Which lines hold the string "ErrorLevel"? Copy each of them from the material below.
Provided material Block Start
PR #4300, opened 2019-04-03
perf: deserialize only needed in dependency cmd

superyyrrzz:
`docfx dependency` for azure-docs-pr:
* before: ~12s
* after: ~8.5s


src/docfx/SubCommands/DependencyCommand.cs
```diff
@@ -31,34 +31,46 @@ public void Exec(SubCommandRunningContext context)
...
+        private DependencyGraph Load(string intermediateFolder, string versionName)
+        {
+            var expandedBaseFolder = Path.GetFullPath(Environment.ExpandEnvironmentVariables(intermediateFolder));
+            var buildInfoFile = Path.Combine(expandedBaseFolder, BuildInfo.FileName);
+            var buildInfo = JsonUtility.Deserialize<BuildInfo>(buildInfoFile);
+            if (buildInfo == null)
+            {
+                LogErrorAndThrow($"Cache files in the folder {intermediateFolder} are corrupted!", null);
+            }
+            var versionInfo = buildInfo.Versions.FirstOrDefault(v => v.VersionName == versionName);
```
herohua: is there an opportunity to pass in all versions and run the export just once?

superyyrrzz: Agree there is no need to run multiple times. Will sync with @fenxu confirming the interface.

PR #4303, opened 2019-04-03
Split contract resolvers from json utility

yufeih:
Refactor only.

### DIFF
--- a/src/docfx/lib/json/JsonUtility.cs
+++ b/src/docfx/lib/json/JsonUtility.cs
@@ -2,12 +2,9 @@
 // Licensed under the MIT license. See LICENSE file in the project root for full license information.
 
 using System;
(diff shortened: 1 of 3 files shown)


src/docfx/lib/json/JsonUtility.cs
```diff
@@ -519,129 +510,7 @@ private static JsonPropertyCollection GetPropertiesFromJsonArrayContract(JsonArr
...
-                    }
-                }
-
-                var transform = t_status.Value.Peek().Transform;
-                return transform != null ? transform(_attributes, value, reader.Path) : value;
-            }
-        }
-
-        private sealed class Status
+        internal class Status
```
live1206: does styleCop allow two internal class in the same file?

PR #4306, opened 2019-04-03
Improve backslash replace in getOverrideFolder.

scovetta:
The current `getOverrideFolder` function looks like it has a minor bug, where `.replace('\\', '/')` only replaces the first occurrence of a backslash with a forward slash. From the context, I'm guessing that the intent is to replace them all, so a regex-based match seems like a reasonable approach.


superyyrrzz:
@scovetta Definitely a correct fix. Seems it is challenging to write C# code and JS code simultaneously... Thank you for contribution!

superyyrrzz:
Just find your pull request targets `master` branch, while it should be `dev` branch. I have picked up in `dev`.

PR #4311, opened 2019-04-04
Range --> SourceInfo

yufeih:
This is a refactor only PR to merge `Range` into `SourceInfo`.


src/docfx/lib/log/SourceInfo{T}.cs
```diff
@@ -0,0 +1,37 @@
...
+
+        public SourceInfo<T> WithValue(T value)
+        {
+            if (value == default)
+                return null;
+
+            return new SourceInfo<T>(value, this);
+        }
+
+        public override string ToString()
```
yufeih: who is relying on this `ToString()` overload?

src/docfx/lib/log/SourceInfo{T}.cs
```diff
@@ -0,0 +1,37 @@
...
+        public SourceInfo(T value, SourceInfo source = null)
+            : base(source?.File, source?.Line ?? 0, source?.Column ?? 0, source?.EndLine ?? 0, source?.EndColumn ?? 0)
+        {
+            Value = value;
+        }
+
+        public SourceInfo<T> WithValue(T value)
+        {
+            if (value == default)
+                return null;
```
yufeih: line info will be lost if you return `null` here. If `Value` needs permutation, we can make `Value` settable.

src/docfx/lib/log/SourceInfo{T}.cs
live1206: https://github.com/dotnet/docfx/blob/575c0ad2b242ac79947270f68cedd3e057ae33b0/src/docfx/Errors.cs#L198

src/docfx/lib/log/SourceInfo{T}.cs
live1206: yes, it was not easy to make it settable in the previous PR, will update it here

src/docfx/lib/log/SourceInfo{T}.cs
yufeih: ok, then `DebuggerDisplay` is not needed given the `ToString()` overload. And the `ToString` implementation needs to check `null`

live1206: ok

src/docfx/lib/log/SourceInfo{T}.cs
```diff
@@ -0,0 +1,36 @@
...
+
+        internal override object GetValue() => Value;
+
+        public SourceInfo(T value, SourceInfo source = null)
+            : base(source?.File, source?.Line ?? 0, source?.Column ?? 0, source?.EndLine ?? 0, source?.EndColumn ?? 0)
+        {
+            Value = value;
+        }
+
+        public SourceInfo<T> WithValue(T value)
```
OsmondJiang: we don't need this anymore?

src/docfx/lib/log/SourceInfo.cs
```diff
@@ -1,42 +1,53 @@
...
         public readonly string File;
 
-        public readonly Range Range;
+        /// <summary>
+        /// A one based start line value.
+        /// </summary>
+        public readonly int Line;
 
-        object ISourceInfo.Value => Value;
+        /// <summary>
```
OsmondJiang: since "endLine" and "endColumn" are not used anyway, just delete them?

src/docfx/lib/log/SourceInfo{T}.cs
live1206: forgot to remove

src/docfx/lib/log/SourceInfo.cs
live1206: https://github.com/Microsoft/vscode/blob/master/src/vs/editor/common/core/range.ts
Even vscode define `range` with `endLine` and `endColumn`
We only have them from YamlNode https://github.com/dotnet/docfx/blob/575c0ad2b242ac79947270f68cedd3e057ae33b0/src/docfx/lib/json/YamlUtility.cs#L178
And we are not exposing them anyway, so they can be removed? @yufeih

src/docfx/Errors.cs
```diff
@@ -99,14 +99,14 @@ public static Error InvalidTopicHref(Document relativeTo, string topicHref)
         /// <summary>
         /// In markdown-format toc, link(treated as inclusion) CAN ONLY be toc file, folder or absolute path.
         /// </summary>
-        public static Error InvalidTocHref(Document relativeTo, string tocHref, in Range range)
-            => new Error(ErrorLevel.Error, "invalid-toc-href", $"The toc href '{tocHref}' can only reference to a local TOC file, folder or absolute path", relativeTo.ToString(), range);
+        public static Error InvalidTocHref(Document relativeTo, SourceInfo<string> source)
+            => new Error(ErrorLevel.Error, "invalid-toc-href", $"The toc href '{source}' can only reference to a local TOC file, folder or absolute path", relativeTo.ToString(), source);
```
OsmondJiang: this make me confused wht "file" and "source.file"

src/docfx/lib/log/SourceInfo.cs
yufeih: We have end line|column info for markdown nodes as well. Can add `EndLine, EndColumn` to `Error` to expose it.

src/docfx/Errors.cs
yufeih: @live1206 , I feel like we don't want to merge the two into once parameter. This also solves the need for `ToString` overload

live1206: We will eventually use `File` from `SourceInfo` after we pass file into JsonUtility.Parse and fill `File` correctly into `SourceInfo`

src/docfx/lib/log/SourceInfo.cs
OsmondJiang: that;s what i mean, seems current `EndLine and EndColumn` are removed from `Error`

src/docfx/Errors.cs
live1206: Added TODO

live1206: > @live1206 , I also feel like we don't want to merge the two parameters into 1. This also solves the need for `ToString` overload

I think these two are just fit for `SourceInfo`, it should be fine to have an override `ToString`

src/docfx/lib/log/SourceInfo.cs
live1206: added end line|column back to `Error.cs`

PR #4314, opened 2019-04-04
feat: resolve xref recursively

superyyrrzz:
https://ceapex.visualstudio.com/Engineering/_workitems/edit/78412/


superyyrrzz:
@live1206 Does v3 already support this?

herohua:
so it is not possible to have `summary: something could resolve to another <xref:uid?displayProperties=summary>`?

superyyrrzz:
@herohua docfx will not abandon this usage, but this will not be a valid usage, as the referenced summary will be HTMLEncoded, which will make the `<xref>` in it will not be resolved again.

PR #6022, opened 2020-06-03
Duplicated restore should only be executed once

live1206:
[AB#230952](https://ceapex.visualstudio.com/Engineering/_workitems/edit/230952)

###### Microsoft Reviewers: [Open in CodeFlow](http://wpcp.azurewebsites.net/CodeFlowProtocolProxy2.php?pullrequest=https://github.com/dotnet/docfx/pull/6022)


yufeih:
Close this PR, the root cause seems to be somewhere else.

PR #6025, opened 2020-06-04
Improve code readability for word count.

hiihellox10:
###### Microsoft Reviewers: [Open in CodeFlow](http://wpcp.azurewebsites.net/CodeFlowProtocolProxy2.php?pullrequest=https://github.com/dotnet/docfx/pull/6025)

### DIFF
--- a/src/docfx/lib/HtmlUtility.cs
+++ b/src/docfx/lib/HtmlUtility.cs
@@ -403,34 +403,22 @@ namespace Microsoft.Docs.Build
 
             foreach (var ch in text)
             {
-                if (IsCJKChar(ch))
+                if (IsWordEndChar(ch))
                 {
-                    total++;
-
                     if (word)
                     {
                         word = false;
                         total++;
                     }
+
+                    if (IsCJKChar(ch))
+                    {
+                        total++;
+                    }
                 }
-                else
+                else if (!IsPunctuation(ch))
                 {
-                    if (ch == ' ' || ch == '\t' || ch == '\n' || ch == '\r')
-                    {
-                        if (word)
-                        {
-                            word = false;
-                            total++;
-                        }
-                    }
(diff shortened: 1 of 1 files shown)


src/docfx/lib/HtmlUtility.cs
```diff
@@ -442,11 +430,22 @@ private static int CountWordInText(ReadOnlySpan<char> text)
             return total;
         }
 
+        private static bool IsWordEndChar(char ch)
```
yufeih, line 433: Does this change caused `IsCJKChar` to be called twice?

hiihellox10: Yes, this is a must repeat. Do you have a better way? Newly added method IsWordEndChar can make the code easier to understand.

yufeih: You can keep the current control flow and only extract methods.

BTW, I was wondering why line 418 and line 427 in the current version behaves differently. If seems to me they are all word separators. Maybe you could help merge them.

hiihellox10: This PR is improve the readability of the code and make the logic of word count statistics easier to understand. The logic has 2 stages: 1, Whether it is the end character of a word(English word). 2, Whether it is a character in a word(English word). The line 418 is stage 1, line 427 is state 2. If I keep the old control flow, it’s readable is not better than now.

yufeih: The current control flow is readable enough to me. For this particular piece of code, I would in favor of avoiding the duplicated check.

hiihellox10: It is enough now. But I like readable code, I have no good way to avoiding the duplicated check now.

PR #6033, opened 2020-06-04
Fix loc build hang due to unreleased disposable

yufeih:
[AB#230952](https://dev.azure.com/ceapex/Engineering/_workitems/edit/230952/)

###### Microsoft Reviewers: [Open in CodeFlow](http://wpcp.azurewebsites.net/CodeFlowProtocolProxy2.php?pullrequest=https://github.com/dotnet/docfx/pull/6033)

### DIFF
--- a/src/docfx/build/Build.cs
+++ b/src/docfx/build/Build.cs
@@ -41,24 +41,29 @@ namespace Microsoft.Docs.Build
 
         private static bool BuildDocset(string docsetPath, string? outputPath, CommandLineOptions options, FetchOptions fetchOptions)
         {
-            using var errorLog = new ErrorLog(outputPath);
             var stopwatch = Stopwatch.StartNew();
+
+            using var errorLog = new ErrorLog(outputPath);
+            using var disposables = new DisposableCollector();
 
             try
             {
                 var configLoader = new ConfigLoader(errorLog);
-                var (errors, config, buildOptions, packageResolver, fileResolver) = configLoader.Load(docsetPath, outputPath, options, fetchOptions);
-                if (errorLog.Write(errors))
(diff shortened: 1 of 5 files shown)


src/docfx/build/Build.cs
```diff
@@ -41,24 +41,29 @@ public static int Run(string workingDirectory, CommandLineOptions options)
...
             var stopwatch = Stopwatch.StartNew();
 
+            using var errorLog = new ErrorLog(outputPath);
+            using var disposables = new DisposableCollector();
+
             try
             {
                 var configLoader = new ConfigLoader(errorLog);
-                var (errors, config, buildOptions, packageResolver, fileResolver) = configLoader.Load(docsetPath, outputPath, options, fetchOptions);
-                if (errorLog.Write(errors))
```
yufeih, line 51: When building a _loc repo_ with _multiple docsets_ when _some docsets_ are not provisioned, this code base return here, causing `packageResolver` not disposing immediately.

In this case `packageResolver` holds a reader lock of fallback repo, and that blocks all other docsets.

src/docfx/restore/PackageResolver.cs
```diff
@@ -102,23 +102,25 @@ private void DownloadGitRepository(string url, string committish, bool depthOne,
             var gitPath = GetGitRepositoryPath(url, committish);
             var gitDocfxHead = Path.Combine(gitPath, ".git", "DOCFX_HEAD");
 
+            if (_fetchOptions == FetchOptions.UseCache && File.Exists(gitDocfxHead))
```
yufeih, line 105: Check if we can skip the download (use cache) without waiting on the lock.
Provided material Block End
> **Response**:
-            => new Error(ErrorLevel.Error, "invalid-toc-href", $"The toc href '{tocHref}' can only reference to a local TOC file, folder or absolute path", relativeTo.ToString(), range);
+            => new Error(ErrorLevel.Error, "invalid-toc-href", $"The toc href '{source}' can only reference to a local TOC file, folder or absolute path", relativeTo.ToString(), source);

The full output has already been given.